Orientation of Letter and Number Patterns
K.Marinka Gadzichowski, Sarah E. O'Brien, Robert Pasnak

Teaching children to understand simple patterns is ubiquitous in the elementary schools of English-speaking countries, but without any continuity or universal system. In the present study, the orientations of 24 patterns of letters or numbers were varied systematically, with the middle item missing in each sequence. Thirtynine first grade students were asked to select the missing letter number or object from one of four alternatives. There was no overall difference between in the children’s accuracy with letter or number patterns, but there was a small, statistically significant overall difference due to pattern orientations. The interaction between type of pattern and orientation. Letter patterns presented vertically were twice as difficult as letter patterns presented horizontally; number patterns were three times as difficult when presented horizontally as when presented vertically.
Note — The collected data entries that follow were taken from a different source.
PR #328, opened 2018-03-17
action: move Action::Result out of action.h

JonasVautherin:
Just as for `ConnectionResult`, move `Action::Result` out of `Action` in order to make it available to others, like `MockAction`.

### DIFF
--- a/backend/src/plugins/action/action_service_impl.h
+++ b/backend/src/plugins/action/action_service_impl.h
@@ -20,7 +20,7 @@ public:
 
         auto *rpc_action_result = new dronecore::rpc::action::ActionResult();
         rpc_action_result->set_result(rpc_result);
-        rpc_action_result->set_result_str(dronecore::Action::result_str(action_result));
+        rpc_action_result->set_result_str(dronecore::action_result_str(action_result));
 
         response->set_allocated_action_result(rpc_action_result);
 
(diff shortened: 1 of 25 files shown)


JonasVautherin:
@hamishwillee Thanks for the review and  interesting comments :-). 

> Given that the result types and results strings for all plugins are similar ... does it make sense to have a common result class (or 2) rather than lots of little ones?

Similar, but not identical. Having a `DENIED_NOT_LANDED` `ActionResult` makes sense to me, but it would be weird in a `ConnectionResult`. I am in favor of sharing libraries between plugins when it makes sense, but in this case I think we will soon have some kind of `CameraResult` that will be quite different, etc. Finally, having one common result class will not simplify the code, I believe :-).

Making patterns more difficult by increasing the number of skips within a pattern (e.g. J,M,?,S,V versus K,M,?,O,Q) had larger effects when patterns were presented in favorable orientations (i.e. horizontal for letters, vertical for numbers). These data suggest that teachers should begin patterning lessons with patterns in the orientations that most favor children’s success. and developmental psychologists should continue systematic investigations of the parameters of young children’s pattern comprehension.